06:37 Les agriculteurs français gagnent plus d'argent aujourd'hui qu'il y a un an ?
06:40 En tous les cas, la non-négociabilité de la matière première agricole a redonné effectivement
06:45 des marges de manœuvre.
06:47 Ce que je veux expliquer à vos auditeurs, c'est que quand ils ont 100 euros de disponibles,
06:53 c'est seulement 13% qui est consacré à l'alimentation.
06:56 C'était près de 30% dans les années 70 et ça n'est pas tenable pour les agriculteurs.
07:00 Donc les français consacrent davantage d'argent à leur nourriture ?
07:03 Absolument.
07:04 Une nourriture de meilleure qualité.
07:06 Et on a en ce moment une forte inflation qui a conduit à une baisse de la consommation.
07:11 Donc il faut qu'on trouve l'équilibre pour que le consommateur puisse consommer des
07:15 produits de qualité, des produits français et faire en sorte que l'agriculteur puisse vivre.
07:18 Dans le contexte actuel, on ne peut pas blâmer des consommateurs d'aller vers l'étiquette
07:21 qui est la plus basse ?
07:23 Oui, on le comprend très bien et on l'observe.
07:25 Mais il faut qu'on soit conscient que cette nourriture à bas coût, c'est une nourriture
07:28 qui vient de l'extérieur et nous on dit "n'importons pas l'alimentation dont nous ne voulons pas".
07:32 Donc il faut produire plus ?
07:34 Il faut en tous les cas reprendre les parts de marché.
07:38 L'objectif que nous nous sommes fixés à l'FNSEA, c'est de faire en sorte que dans
07:40 l'assiette des français d'ici trois ans, on ait inversé cette courbe de l'importation.
07:44 Donc plus de volume ?
07:45 Non, pas nécessairement plus de volume.
07:47 En tous les cas, moins d'importation.
07:49 Ça veut dire effectivement à certains endroits plus de volume.
07:52 Ça veut dire aussi une politique de prix et d'accompagnement, y compris, et je tends
07:55 la main à la grande distribution, pour mettre en valeur nos produits.
07:57 Si on veut continuer à exporter et en même temps gagner des parts de marché dans le
08:00 marché national, Arnaud Rousseau, ça veut dire que fatalement il faut produire plus,
08:04 si je suis votre raisonnement.
08:06 Pourquoi ne pas l'assumer au fond ?
08:07 Ah mais moi je vous dis depuis le début que produire est un mot noble.
08:11 Je le dis partout et que quand on cesse de produire, on importe.
08:17 Nous ce qu'on dit aujourd'hui, c'est qu'il faut continuer à produire.
08:20 Mais vous avez compris que quand on perd cent mille agriculteurs, quand on a du mal
08:23 à renouveler les générations, eh bien on ne produit plus.
08:26 Et si on ne produit plus, on ne nourrit plus ou en tous les cas, on met la nourriture dans
08:30 la main d'autres pays et donc on se met en dépendance.
08:33 C'est ce que nous ne voulons pas.
08:34 Est-ce que c'est compatible avec la transition écologique, avec la diminution du recours
08:39 aux pesticides par exemple ?
08:40 Alors, il faut être précis sur ce sujet.

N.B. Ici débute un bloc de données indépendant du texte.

PR #842, opened 2023-06-29
in the event that last_login is empty, we should return False

nkulig:
### Background

Prospect Drata had run into a scenario where last_login was empty, triggering a rule error.

image

image

### Changes

Changes include wrapping last_login around an if statement to make sure last_login is not empty.

### DIFF
--- a/rules/standard_rules/impossible_travel_login.py
+++ b/rules/standard_rules/impossible_travel_login.py
@@ -124,7 +124,11 @@ def rule(event):
         last_login = []
         for l_l in tmp_last_login:
             last_login.append(dumps(l_l))
-    last_login_stats = loads(last_login.pop())
+
+    if last_login:
+        last_login_stats = loads(last_login.pop())
+    else:        
+        return False
 
     distance = km_between_ipinfo_loc(last_login_stats, new_login_stats)
     old_time = resolve_timestamp_string(deep_get(last_login_stats, "p_event_time"))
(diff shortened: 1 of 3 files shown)


calkim-panther:
Looks like you may have included some code from testing. Can you remove that please

rules/standard_rules/impossible_travel_login.py
```diff
@@ -124,7 +124,11 @@ def rule(event):
         last_login = []
         for l_l in tmp_last_login:
             last_login.append(dumps(l_l))
-    last_login_stats = loads(last_login.pop())
+
+    if last_login:
+        last_login_stats = loads(last_login.pop())
+    else:
+        return False
```
calkim-panther, line 131: Returning here if there is no last login prevents a login from ever being saved

calkim-panther: We should either save the current log in info before returning or move this after that logic

nkulig: Instead of returning False, in the latest commit I attempted to set it a key from the current log event

edyesed (changes requested):
let's hold on merging this for a bit while we continue investigating the underlying cause

nkulig:
I can grab the 2 events that triggered along with the rule error Drata saw if that would be helpful!

nkulig:
This is no longer needed. Thank you for the assist!

PR #845, opened 2023-07-06
fix: typechecking fixes for isinstance(whatever,list)

edyesed:
### Background

When python global-unit-tests run, python base types ( `str`, `list`, `dict`) are generally used. 

When `panther_analysis_tool test` tests are run, and when the detections-engine is processing events, the base classes of events do not answer to `isinstance(whatever, list)` or `isinstance(whatever, dict)`. Instead objects answer to `isinstance(whatever, collections.abc.Sequence)` or `collections.abc.Mapping` in the case of dicts.  

This can lead to scenarios where behavior that is codified in python unit tests do not have the expected result. 

There had been a PR  in the past ( #435 )  to excise direct references to panther_core, which provides the PantherEvent types that subclass collections.abc.Mapping & Sequence. 

### Changes

Look for callers of isinstance(..., list) and isinstance(..., dict) and evaluate if they need updates or not. 

No detections or unit tests needed changes as a result of this changeset. Ideally, this is due to `isinstance(..., collections.abc.Sequence)` being truthy everywhere that `isinstance(..., list)` is truthy. 

### Testing

make global-helpers-unit-test 
and 
make test

### DIFF
--- a/global_helpers/panther_greynoise_helpers.py
+++ b/global_helpers/panther_greynoise_helpers.py
@@ -1,5 +1,6 @@
 # pylint: disable=too-many-public-methods
 import datetime
+from collections.abc import Sequence
 from typing import Union
 
 from dateutil import parser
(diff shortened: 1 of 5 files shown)


edyesed:
checking into another avenue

08:43 Oui, produire en France, ça continue à avoir du sens et le faire de manière responsable.
08:48 Il y a eu, vous le savez, depuis quelques jours, des sujets polémiques autour de l'élevage.
08:53 Eh bien nous, nous disons qu'aujourd'hui, importer 25%...
08:56 Vous faites référence aux préconisations de la Cour des comptes qui préconisaient
09:00 de réduire le cheptel français pour limiter les émissions de gaz à effet de serre.
09:05 Eh bien nous, nous disons que...
09:06 On sont responsables, les vaches.
09:07 Absolument.
09:08 Si on réduit les vaches en France, que fera-t-on de nos prairies qui sont des puits de carbone ?
09:12 Au passage, il y a de moins en moins de vaches en France depuis plusieurs années.
09:17 Bien sûr, et c'est pour ça que nous tirons la sonnette d'alarme.
09:19 Alors que la consommation par ailleurs de viande bovine ne baisse pas ou très peu.
09:23 Et donc, nous avons besoin de produire.
09:25 Vous parliez des phytosanitaires, je ne veux pas m'échapper.
09:28 Nous, demain, nous disons, nous devons faire mieux.
09:31 Mais nous ne voulons pas d'interdiction sans solution de production.
09:34 Si nous nous mettons dans des impasses, que va-t-il se passer ?
09:36 Nous allons importer de l'alimentation d'ailleurs, produite dans des conditions qui ne respectent
09:41 pas les standards et les attentes des consommateurs.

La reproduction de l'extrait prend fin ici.